Yes, a bunch of 0-level men-at-arms will do badly in most stand-up fights. The aim of the players should thus be to avoid stand-up fights. Make them ambushes. In this you will find parallels with real-world militaries. The competent professionals don't go Leroy Jenkins: they scout and plan for days and ambush and bring the maximum possible force to bear on the weakest point in the shortest possible time.

A sensible DM will offer bonuses for this, if nothing else using surprise rules. If your DM thinks you're playing Command & Conquer where everyone reacts instantly without fear or confusion and fights to the last hit point of the last man, well what can you do. We have to assume you're not playing with morons.


In practice it is. You realise that a few simple tools are all that's needed. Again, there are reasons AD&D1e and other old games are still played while a thousand universal ones are forgotten. No version of D&D has alone exceeded AD&D1e's sales. No universal point-buy game in all its editions have exceeded the sales and reach of that one edition of D&D. Retroclones of that are popular, retroclones of point-buy games are not. There are reasons for that.

People have been quietly playing, using those few simple tools for almost 40 years now.
OK. Thanks for the condescending explanation of tactics which I didn't actually need.
Now realise this: I tried doing this in 3.5, and it worked like a charm...the first few levels. Getting the ogre in a pit trap with a single spear inside and shooting him with crossbows? Win. Aerial attack with flying ships against morlocks village? Win.
And then we get to the mid-levels.
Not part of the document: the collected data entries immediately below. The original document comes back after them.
PR #1972, opened 2020-12-10
Migrate to per tenant DB fields cyphering

stefania-santimbrean:
Current modifications:

- Store the Cypher key from config.json in new collection default.keys in DB

Questions:

- is the correct place to do this in MongoDBStorage.ts? If not where/when?
- Is the type CryptoKey.ts needed? Currently I have not used it because I was unsure if to use it or use type CryptoConfigurations.ts so I made it with string.


LucasBrazi06:
As I wrote via email, we'll store keys in settings and we have already a storage for that.
We must have a meeting to discuss this.

jerome-benoit:
> As I wrote via email, we'll store keys in settings and we have already a storage for that.
> We must have a meeting to discuss this.

We already have started to discuss via teams, mail: 

+ At first, where the key is stored is not important, the goal at the beginning is to have generic code to handle key change migration on senstivive information. And doing global key change and migration need a temporary permanent storage to store the current key and detect key change and make the decipherng with the old and ciphering with the new. A collection in the DB in the default tenant is the best place. To make Serge happy, Stefania put the keys in one tenant settings and test the migration only for a per tenant key usage. 
+ I've asked Stephania, Kartal and Alfons weeks ago by mail to open draft PRs for their ongoing work to ease implementation to follow the coding standards in the project by doing incremental review until I think the PR is ready for your review and merge.  

That's what I've been requested to do regarding their works: doing the technical framing. So please do not close PRs that will permit me to do it ;)

src/storage/mongodb/CryptoKeyStorage.ts
```diff
@@ -0,0 +1,36 @@
...
+        const keyMDB: any = {
+            _id: new ObjectID(),
+            key: keyToSave
+        };
+
+        // Save document
+        await global.database.getCollection<any>(tenantID, 'keys').insertOne(keyMDB);
+
+    }
+}
```
jerome-benoit, line 36: That file name should be better named: CryptoStorage.ts. 

But you can move that static method in SettingsStorage.ts and code the symetric crypto keys storage handling the same way other settings are stored.

src/storage/mongodb/MongoDBStorage.ts
```diff
@@ -268,6 +269,15 @@ export default class MongoDBStorage {
     // Locks
     await this.handleIndexesInCollection(Constants.DEFAULT_TENANT, 'locks', [
     ]);
+
+    // Crypto Global key
+    await this.handleIndexesInCollection(Constants.DEFAULT_TENANT, 'keys', [
+      { fields: { key: 1 }, options: { unique: true } }
```
jerome-benoit, line 275: Keep in mind that for crypto key change, you need to have access to both keys: the old and new ones.

In order to make that migration reliable and tested for each fields, I think you need to have a data structure like that one: 

+ clear text information (deciphered with the old key)
+ ciphered information with the old key
+ ciphered information with the new key

By doing so, you can conduct tests that the migration is successful for each fields and only store the ciphered information in DB if you sure that it match the clear text once deciphered with the new key.

src/types/CryptoKey.ts
```diff
@@ -0,0 +1,3 @@
+export interface CryptoKey {
+    key: string
```
jerome-benoit, line 2: Make that data structure also able to store the old key.

jerome-benoit (changes requested):

LucasBrazi06:
This has to be fully aligned with Settings like in Settings.ts as it'll be stored here in the end

jerome-benoit:
> This has to be fully aligned with Settings like in Settings.ts as it'll be stored here in the end

My comment on `src/storage/mongodb/CryptoKeyStorage.ts` file saying basically that file have disappeared???

@stefania-santimbrean Have you received it by mail at least?

stefania-santimbrean:
> > This has to be fully aligned with Settings like in Settings.ts as it'll be stored here in the end
> 
> My comment on `src/storage/mongodb/CryptoKeyStorage.ts` file saying basically that file have disappeared???
> 
> @stefania-santimbrean Have you received it by mail at least?

Yes, received by email and I also see your comment in GitHub. I will adapt to your feedback. Thanks!

jerome-benoit:
> > > This has to be fully aligned with Settings like in Settings.ts as it'll be stored here in the end
> > 
> > 
> > My comment on `src/storage/mongodb/CryptoKeyStorage.ts` file saying basically that file have disappeared???
> > @stefania-santimbrean Have you received it by mail at least?
> 
> Yes, received by email and I also see your comment in GitHub. I will adapt to your feedback. Thanks!

Ok.

We will have a meeting to discuss that task, but:
+ the migration shall survive a server reboot/restart. That means that the state of the migration shall be tracked for each sensitive information or that you can test if each sensitive information fields have been migrated or not reliably.
+ You can generate randomly the key in the target test tenant settings to test the migration.

src/types/TenantComponents.ts
```diff
@@ -9,5 +9,6 @@ enum TenantComponents {
   ASSET = 'asset',
   SMART_CHARGING = 'smartCharging',
   CAR = 'car',
+  CRYPTO_KEY = 'cryptoKey'
```
jerome-benoit, line 12: `CRYPTO = 'crypto'`

src/utils/Cypher.ts
```diff
@@ -26,19 +32,79 @@ export default class Cypher {
...
+  public static async detectConfigurationKey(tenantID: string): Promise<void> {
+
+    const configCryptoKey: string = Configuration.getCryptoConfig().key;
+    const keySettings = await SettingStorage.getCryptoKeySettings(tenantID);
+    let cryptoKeySetting: CryptoKeySetting;
+
+    // Check if Crypto Key settings exists
+    if (keySettings) {
+      // Detect new config Cypher key
+      if (keySettings.cryptoKey.newKey && keySettings.cryptoKey.newKey !== configCryptoKey) {
```
jerome-benoit, line 44: You can shorten the test like that: 
`keySettings.cryptoKey?.newKey !== configCryptoKey`

src/scheduler/tasks/MigrateSensitiveDataTask.ts
```diff
@@ -0,0 +1,37 @@
+/* eslint-disable @typescript-eslint/indent */
+/* eslint-disable linebreak-style */
```
jerome-benoit, line 2: Please never disable eslint rules at a file level. Just fix the code ;)

src/scheduler/tasks/MigrateSensitiveDataTask.ts
```diff
@@ -0,0 +1,37 @@
...
+        await Cypher.detectConfigurationKey(tenant.id);
+
+        // Get all settings per tenant
+        const settings = await SettingStorage.getSettings(tenant.id, {},
+            Constants.DB_PARAMS_MAX_LIMIT);
+
+        // Filter settings with sensitiveData
+        const reducedSettings = settings.result.filter((
+            value: SettingDB) => {
+            if (value.sensitiveData && value.sensitiveData.length > 0) {
```
jerome-benoit, line 25: You can shorten the test like that:

`value?.sensitiveData.length`

And to test if an array is empty or not, we have an helper static method in Utils.ts: `Utils.isEmptyArray()`

src/scheduler/tasks/MigrateSensitiveDataTask.ts
```diff
@@ -0,0 +1,37 @@
...
+                return true;
+            }
+        });
+
+        // Save sensitiveData from settings in Migration collection per Tenant
+
+        // Migrate if cryptoKey changed?
+        if (reducedSettings && reducedSettings.length > 0) {
```
jerome-benoit, line 33: Same here.

src/scheduler/tasks/MigrateSensitiveDataTask.ts
```diff
@@ -0,0 +1,37 @@
...
+import { SettingDB } from '../../types/Setting';
+import SettingStorage from '../../storage/mongodb/SettingStorage';
+import { TaskConfig } from '../../types/TaskConfig';
+import Tenant from '../../types/Tenant';
+
+export default class MigrateSensitiveDataTask extends SchedulerTask {
+
+    public async processTenant(tenant: Tenant, config: TaskConfig): Promise<void> {
+        // Detect if Crypto Key changed
+        await Cypher.detectConfigurationKey(tenant.id);
```
jerome-benoit, line 16: It's an initial code sketch but you have to only trigger the migration code path if the key have been changed. 
So returning a boolean here would help to take that decision.

src/storage/mongodb/MongoDBStorage.ts
```diff
@@ -293,6 +296,9 @@ export default class MongoDBStorage {
           await LockingManager.release(createDatabaseLock);
         }
       }
+
+      // Detect changed Config Crypto Key per tenant
+      await Cypher.detectConfigurationKey(tenantId);
```
jerome-benoit, line 301: I think it's gonna be removed at some point. Could you please add a FIXME or TODO comment stating its removal?

src/utils/Cypher.ts
```diff
@@ -26,19 +32,79 @@ export default class Cypher {
...
+
+    if (cryptoKeySetting) {
+      const keySettingToSave = {
+        identifier: TenantComponents.CRYPTO_KEY,
+        type: KeySettingsType.CRYPTO_KEY,
+        cryptoKey: cryptoKeySetting
+      } as KeySettings;
+      await SettingStorage.saveCryptoKeySettings(tenantID, keySettingToSave);
+    }
+  }
```
jerome-benoit, line 77: That method looks really overcomplicated to me: 
+ ciphering bootstrap: only one key per tenant and initial sensitive data cyphering will use it;
+ key updated: two keys key, formerKey and no migration done: sensitive data cyphering will still use the formerKey until the migration is done successfully. No more key update is allowed since the migration is done. So the crypto settings data structure is more like :

```
{
	key: string;
	formerKey?: string;
	migrationDone?: boolean;
}
```

With that kind of data structure, that function becomes a test on a boolean attribute. It then just has to be properly updated at key change and ciphering migration done.

src/utils/Cypher.ts
```diff
@@ -10,6 +15,7 @@ const MODULE_NAME = 'Cypher';
 
 export default class Cypher {
   private static configuration: CryptoConfiguration;
+  private static cryptoKey: CryptoKeySetting;
```
jerome-benoit, line 18: In the end, only that attribute will remain with a more sensible name like `cryptoSetting`, the key in the configuration file will be used to initially populate all tenants crypto settings with a migration.

src/utils/Cypher.ts
```diff
@@ -26,19 +32,79 @@ export default class Cypher {
...
+      await SettingStorage.saveCryptoKeySettings(tenantID, keySettingToSave);
+    }
+  }
+
+  public static async migrateSensitiveData(tenantID: string, setting: SettingDB): Promise<void> {
+    if (this.cryptoKey) {
+      this.decryptSensitiveDataInJSON(setting, this.cryptoKey.oldKey);
+      this.encryptSensitiveDataInJSON(setting, this.cryptoKey.newKey);
+      await SettingStorage.saveSettings(tenantID, setting);
+    }
```
jerome-benoit, line 84: I would really prefer to also have a code path in that method that test if the ciphered value with the key changed really match the 'clear' value deciphered with the formerKey for safety.

src/utils/Cypher.ts
```diff
@@ -26,19 +32,79 @@ export default class Cypher {
...
+  }
+
+  public static async migrateAllSensitiveData(tenantID: string, settings: SettingDB[]): Promise<void> {
+    for (const setting of settings) {
+      await this.migrateSensitiveData(tenantID, setting);
+    }
+  }
+
+  public static encrypt(data: string, key?: string): string {
```
jerome-benoit, line 93: I think you should make the key argument required here. 
That way we know from reading the code calling that method which key is gonna be used.

src/utils/Cypher.ts
```diff
@@ -26,19 +32,79 @@ export default class Cypher {
...
     const iv = crypto.randomBytes(IV_LENGTH);
-    const cipher = crypto.createCipheriv(Cypher.getConfiguration().algorithm, Buffer.from(Cypher.getConfiguration().key), iv);
+    const cryptoKey = key ? key : Cypher.getConfiguration().key;
```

I'll give the word to fearsome pirate for that.

Quote from: fearsomepirate;956014In 3.x, once the AC gets high enough, your chance to hit becomes 5%, and you can't score a crit, so it takes essentially 20 hirelings to do one hit of damage per round. And if the AC is that high, the HPs are in the hundreds, so unless you have an army with you, the creature is going to find a way to ruin your shit. I mean, I appreciate what you're saying. I hate overreliance on dice as much as the next guy. But the last few editions have been designed such that if you don't meet the stats, you're fucked.
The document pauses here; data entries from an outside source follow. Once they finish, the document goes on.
PR #1975, opened 2020-12-12
Update non-existing OCPP parameter + Fixed typos

LucasBrazi06:


src/server/ocpp/utils/OCPPUtils.ts
```diff
@@ -1776,7 +1772,7 @@ export default class OCPPUtils {
           source: chargingStation.id,
           action: ServerAction.CHARGING_STATION_CHANGE_CONFIGURATION,
           module: MODULE_NAME, method: 'updateChargingStationTemplateOcppParameters',
-          message: `Error in changing OCPP Parameter '${ocppParameter.key}' from '${currentOcppParam.value}' to '${ocppParameter.value}'`,
+          message: `Error in changing OCPP Parameter '${ocppParameter.key}' from '${currentOcppParam?.value}' to '${ocppParameter.value}'`,
           detailedMessages: { error: error.message, stack: error.stack }
         });
       }
```
jerome-benoit, line 1778: I do not understand or see here how the unknown OCPP parameter in DB is forced to be pushed and  flagged as a custom parameter in that PR. 
I think it's only force pushed here, right?

jerome-benoit (commented):
Just need more explanation on how to make unknown OCPP parameter custom.

src/server/ocpp/utils/OCPPUtils.ts
LucasBrazi06: Yep, I force the push only.
I consider 'custom' only the OCPP params set by the end-user using the UI that we want to keep visible.
When applied by the templates, I just want the value to be set, and it can be kept invisible (goal is to have a charger well configured).
If the user wants these params public, he can follow the Delta procedure.
Gerald asked them to make these params on Delta visible by default.

jerome-benoit: > Yep, I force the push only.

If the error of that kind of OCPP parameter configuration change is properly handled and reported, that's then fine. 
Tracking of obsolete or deprecated OCPP parameters in templates is somewhat less easy with that PR. 
Could we add a special logging for non existent paramater that also fails to be force pushed?  
That way, deprecated parameter tracking will be more easy: non existing + change configuration success != non existing + change configuration failure.

LucasBrazi06: > Tracking of obsolete or deprecated OCPP parameters in templates is somewhat less easy with that PR.
> Could we add a special logging for non existent paramater that also fails to be force pushed?
> That way, deprecated parameter tracking will be more easy: non existing + change configuration success != non existing + change configuration failure.

Yes, I logged a warning when the param is not found in the DB and if a failure occurs, then the usual error is logged. So we can recognize failure on non existing OCPP param: warning + error.

jerome-benoit: But the change configuration error log message does not tell if it happens on an non existing parameter or not. 
I thought the log warning on non existing parameter can be removed and the log message could only differ a bit when the change configuration fails or success by adding  information on the parameter existence, like: 
...
```
let occpParameterExist = true;
if (!currentOcppParam) {
	occpParameterExist = false;
```
...
```
`message: `${!occpParameterExist && 'Non existent'} OCPP Parameter '${ocppParameter.key}' has been successfully set from '${currentOcppParam?.value}' to '${ocppParameter.value}'`
```
... 

That way, less log entries and more template debug information in them. 
You see?

LucasBrazi06: Yes, agree, there are too many logs in the DB ;-).
I'll proceed with the changes.

jerome-benoit (approved):
I have no more comments to add and the PR already looked Ok anyway, just small nitpick.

As I have pointed out a couple times now, you can't really compare a game where your THAC0 and damage are guaranteed to scale nicely with one where it's heavily dependent on your ability scores. In AD&D, you are not allowed to be a Fighter who takes a penalty on attack rolls. Don't have STR 9? Play something else. In WotC editions, the rules will let you hang yourself much more easily, so it's dumb to make comparisons.


Pretty sure Mentzer Basic and 3.0 both did, and if 3.0 did, it probably means 5e has as well.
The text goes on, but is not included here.